Go over the data and copy out each line with "that" in it.

Saved entries
■ ■ ■
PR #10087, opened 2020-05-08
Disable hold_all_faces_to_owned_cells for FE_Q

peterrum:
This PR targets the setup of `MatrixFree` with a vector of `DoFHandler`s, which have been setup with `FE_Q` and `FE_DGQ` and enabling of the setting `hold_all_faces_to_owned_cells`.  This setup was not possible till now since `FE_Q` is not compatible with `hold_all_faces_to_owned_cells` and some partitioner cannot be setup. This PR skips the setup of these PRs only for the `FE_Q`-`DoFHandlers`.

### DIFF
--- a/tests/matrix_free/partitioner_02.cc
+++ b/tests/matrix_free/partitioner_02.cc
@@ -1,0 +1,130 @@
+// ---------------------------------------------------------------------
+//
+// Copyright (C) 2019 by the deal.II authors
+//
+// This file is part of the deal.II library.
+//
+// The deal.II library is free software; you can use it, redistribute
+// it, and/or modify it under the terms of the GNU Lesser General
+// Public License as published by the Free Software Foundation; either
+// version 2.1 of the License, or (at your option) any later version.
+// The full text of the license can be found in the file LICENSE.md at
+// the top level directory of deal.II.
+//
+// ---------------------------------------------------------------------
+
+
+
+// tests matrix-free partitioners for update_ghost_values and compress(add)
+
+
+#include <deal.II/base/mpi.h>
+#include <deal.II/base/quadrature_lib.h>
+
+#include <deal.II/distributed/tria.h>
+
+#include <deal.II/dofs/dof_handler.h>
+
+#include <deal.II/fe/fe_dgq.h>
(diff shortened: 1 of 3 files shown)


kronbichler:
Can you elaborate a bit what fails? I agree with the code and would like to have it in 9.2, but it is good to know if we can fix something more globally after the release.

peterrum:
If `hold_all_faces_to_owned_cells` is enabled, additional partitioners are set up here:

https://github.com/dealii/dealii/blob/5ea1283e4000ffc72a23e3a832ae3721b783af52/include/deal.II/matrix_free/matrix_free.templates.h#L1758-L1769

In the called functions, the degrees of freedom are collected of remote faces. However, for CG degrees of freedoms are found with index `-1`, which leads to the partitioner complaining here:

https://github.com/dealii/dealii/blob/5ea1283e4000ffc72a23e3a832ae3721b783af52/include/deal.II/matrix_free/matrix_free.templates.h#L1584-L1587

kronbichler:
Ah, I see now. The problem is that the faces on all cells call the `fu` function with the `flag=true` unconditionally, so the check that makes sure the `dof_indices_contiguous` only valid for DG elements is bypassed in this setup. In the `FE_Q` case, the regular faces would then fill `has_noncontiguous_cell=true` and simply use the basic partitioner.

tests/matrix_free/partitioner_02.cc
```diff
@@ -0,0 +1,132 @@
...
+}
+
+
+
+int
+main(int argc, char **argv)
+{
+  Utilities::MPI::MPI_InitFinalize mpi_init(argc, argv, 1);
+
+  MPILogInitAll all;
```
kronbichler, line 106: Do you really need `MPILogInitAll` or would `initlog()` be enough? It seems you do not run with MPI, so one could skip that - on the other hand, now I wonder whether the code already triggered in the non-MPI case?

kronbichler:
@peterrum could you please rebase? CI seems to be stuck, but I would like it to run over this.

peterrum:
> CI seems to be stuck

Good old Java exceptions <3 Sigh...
■ ■ ■
Response to the exercise:
Ah, I see now. The problem is that the faces on all cells call the `fu` function with the `flag=true` unconditionally, so the check that makes sure the `dof_indices_contiguous` only valid for DG elements is bypassed in this setup. In the `FE_Q` case, the regular faces would then fill `has_noncontiguous_cell=true` and simply use the basic partitioner.
kronbichler, line 106: Do you really need `MPILogInitAll` or would `initlog()` be enough? It seems you do not run with MPI, so one could skip that - on the other hand, now I wonder whether the code already triggered in the non-MPI case?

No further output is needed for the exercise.